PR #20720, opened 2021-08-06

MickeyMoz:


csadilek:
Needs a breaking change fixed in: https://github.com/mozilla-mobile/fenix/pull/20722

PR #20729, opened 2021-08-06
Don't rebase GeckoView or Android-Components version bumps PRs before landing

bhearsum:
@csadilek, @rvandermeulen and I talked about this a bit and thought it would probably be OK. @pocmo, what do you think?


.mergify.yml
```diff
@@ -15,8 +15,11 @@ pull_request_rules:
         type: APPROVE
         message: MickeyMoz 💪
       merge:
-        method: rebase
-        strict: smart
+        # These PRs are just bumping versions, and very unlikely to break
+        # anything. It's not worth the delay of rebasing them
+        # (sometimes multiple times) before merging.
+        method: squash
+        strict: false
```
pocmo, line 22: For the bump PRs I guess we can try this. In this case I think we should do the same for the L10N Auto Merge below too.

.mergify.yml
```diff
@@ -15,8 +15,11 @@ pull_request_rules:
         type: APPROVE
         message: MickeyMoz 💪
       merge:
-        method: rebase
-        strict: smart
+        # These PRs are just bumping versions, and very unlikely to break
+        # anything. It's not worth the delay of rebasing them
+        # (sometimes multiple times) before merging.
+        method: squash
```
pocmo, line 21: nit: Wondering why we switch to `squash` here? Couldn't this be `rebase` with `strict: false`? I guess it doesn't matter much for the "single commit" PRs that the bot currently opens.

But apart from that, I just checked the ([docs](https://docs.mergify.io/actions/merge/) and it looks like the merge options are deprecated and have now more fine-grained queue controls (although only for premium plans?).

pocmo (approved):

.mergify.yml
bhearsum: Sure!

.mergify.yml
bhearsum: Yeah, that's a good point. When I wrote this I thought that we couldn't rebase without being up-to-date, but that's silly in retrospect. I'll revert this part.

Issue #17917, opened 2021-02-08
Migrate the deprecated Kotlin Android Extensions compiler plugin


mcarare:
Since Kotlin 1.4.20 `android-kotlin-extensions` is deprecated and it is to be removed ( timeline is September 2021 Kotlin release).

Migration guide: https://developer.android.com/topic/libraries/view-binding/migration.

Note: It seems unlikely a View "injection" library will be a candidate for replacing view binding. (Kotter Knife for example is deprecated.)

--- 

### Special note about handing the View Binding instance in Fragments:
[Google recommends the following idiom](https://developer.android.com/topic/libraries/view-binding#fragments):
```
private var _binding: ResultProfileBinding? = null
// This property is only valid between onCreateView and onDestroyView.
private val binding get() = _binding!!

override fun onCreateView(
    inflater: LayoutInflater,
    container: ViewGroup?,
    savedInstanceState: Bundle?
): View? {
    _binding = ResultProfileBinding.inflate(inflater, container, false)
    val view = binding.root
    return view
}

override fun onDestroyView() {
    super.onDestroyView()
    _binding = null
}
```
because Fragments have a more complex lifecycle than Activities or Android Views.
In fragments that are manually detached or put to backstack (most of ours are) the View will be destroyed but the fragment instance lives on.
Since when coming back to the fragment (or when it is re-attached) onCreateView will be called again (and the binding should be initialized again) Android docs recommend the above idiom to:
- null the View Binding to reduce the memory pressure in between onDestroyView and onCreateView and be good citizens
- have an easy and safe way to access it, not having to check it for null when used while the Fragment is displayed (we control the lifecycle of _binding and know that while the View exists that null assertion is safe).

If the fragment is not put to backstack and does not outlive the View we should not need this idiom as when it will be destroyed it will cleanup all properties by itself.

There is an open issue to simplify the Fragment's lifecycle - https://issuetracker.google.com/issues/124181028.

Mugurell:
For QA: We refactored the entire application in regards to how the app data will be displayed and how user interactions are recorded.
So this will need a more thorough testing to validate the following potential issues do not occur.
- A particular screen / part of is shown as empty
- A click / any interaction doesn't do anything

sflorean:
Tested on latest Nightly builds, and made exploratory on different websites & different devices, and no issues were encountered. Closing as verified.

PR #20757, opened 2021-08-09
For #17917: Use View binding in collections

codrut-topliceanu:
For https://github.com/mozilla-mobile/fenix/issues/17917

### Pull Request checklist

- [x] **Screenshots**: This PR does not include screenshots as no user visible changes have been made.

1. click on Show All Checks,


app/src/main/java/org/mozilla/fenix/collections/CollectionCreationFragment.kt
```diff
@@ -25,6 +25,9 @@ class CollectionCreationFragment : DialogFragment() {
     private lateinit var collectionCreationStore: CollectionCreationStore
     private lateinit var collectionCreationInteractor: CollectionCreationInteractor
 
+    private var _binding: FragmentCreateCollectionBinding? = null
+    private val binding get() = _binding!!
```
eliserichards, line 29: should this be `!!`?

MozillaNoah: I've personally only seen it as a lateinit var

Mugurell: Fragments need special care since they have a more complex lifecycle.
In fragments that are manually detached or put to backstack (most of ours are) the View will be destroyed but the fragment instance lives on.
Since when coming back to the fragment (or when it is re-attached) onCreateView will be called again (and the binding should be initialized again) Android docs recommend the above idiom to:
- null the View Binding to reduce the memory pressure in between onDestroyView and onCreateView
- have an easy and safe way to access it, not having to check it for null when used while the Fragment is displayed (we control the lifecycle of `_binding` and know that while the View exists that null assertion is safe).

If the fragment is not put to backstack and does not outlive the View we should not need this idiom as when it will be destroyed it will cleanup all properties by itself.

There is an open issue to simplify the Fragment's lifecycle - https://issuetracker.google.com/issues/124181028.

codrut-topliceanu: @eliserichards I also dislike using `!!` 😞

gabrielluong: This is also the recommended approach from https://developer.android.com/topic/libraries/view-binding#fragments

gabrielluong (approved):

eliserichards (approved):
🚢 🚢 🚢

****************************************

## Work order
The entire listing is to be printed once more, word for word.

## Answer space
PR #20720, opened 2021-08-06

MickeyMoz:


csadilek:
Needs a breaking change fixed in: https://github.com/mozilla-mobile/fenix/pull/20722

PR #20729, opened 2021-08-06
Don't rebase GeckoView or Android-Components version bumps PRs before landing

bhearsum:
@csadilek, @rvandermeulen and I talked about this a bit and thought it would probably be OK. @pocmo, what do you think?


.mergify.yml
```diff
@@ -15,8 +15,11 @@ pull_request_rules:
         type: APPROVE
         message: MickeyMoz 💪
       merge:
-        method: rebase
-        strict: smart
+        # These PRs are just bumping versions, and very unlikely to break
+        # anything. It's not worth the delay of rebasing them
+        # (sometimes multiple times) before merging.
+        method: squash
+        strict: false
```
pocmo, line 22: For the bump PRs I guess we can try this. In this case I think we should do the same for the L10N Auto Merge below too.

.mergify.yml
```diff
@@ -15,8 +15,11 @@ pull_request_rules:
         type: APPROVE
         message: MickeyMoz 💪
       merge:
-        method: rebase
-        strict: smart
+        # These PRs are just bumping versions, and very unlikely to break
+        # anything. It's not worth the delay of rebasing them
+        # (sometimes multiple times) before merging.
+        method: squash
```
pocmo, line 21: nit: Wondering why we switch to `squash` here? Couldn't this be `rebase` with `strict: false`? I guess it doesn't matter much for the "single commit" PRs that the bot currently opens.

But apart from that, I just checked the ([docs](https://docs.mergify.io/actions/merge/) and it looks like the merge options are deprecated and have now more fine-grained queue controls (although only for premium plans?).

pocmo (approved):

.mergify.yml
bhearsum: Sure!

.mergify.yml
bhearsum: Yeah, that's a good point. When I wrote this I thought that we couldn't rebase without being up-to-date, but that's silly in retrospect. I'll revert this part.

Issue #17917, opened 2021-02-08
Migrate the deprecated Kotlin Android Extensions compiler plugin


mcarare:
Since Kotlin 1.4.20 `android-kotlin-extensions` is deprecated and it is to be removed ( timeline is September 2021 Kotlin release).

Migration guide: https://developer.android.com/topic/libraries/view-binding/migration.

Note: It seems unlikely a View "injection" library will be a candidate for replacing view binding. (Kotter Knife for example is deprecated.)

--- 

### Special note about handing the View Binding instance in Fragments:
[Google recommends the following idiom](https://developer.android.com/topic/libraries/view-binding#fragments):
```
private var _binding: ResultProfileBinding? = null
// This property is only valid between onCreateView and onDestroyView.
private val binding get() = _binding!!

override fun onCreateView(
    inflater: LayoutInflater,
    container: ViewGroup?,
    savedInstanceState: Bundle?
): View? {
    _binding = ResultProfileBinding.inflate(inflater, container, false)
    val view = binding.root
    return view
}

override fun onDestroyView() {
    super.onDestroyView()
    _binding = null
}
```
because Fragments have a more complex lifecycle than Activities or Android Views.
In fragments that are manually detached or put to backstack (most of ours are) the View will be destroyed but the fragment instance lives on.
Since when coming back to the fragment (or when it is re-attached) onCreateView will be called again (and the binding should be initialized again) Android docs recommend the above idiom to:
- null the View Binding to reduce the memory pressure in between onDestroyView and onCreateView and be good citizens
- have an easy and safe way to access it, not having to check it for null when used while the Fragment is displayed (we control the lifecycle of _binding and know that while the View exists that null assertion is safe).

If the fragment is not put to backstack and does not outlive the View we should not need this idiom as when it will be destroyed it will cleanup all properties by itself.

There is an open issue to simplify the Fragment's lifecycle - https://issuetracker.google.com/issues/124181028.

Mugurell:
For QA: We refactored the entire application in regards to how the app data will be displayed and how user interactions are recorded.
So this will need a more thorough testing to validate the following potential issues do not occur.
- A particular screen / part of is shown as empty
- A click / any interaction doesn't do anything

sflorean:
Tested on latest Nightly builds, and made exploratory on different websites & different devices, and no issues were encountered. Closing as verified.

PR #20757, opened 2021-08-09
For #17917: Use View binding in collections

codrut-topliceanu:
For https://github.com/mozilla-mobile/fenix/issues/17917

### Pull Request checklist

- [x] **Screenshots**: This PR does not include screenshots as no user visible changes have been made.

1. click on Show All Checks,


app/src/main/java/org/mozilla/fenix/collections/CollectionCreationFragment.kt
```diff
@@ -25,6 +25,9 @@ class CollectionCreationFragment : DialogFragment() {
     private lateinit var collectionCreationStore: CollectionCreationStore
     private lateinit var collectionCreationInteractor: CollectionCreationInteractor
 
+    private var _binding: FragmentCreateCollectionBinding? = null
+    private val binding get() = _binding!!
```
eliserichards, line 29: should this be `!!`?

MozillaNoah: I've personally only seen it as a lateinit var

Mugurell: Fragments need special care since they have a more complex lifecycle.
In fragments that are manually detached or put to backstack (most of ours are) the View will be destroyed but the fragment instance lives on.
Since when coming back to the fragment (or when it is re-attached) onCreateView will be called again (and the binding should be initialized again) Android docs recommend the above idiom to:
- null the View Binding to reduce the memory pressure in between onDestroyView and onCreateView
- have an easy and safe way to access it, not having to check it for null when used while the Fragment is displayed (we control the lifecycle of `_binding` and know that while the View exists that null assertion is safe).

If the fragment is not put to backstack and does not outlive the View we should not need this idiom as when it will be destroyed it will cleanup all properties by itself.

There is an open issue to simplify the Fragment's lifecycle - https://issuetracker.google.com/issues/124181028.

codrut-topliceanu: @eliserichards I also dislike using `!!` 😞

gabrielluong: This is also the recommended approach from https://developer.android.com/topic/libraries/view-binding#fragments

gabrielluong (approved):

eliserichards (approved):
🚢 🚢 🚢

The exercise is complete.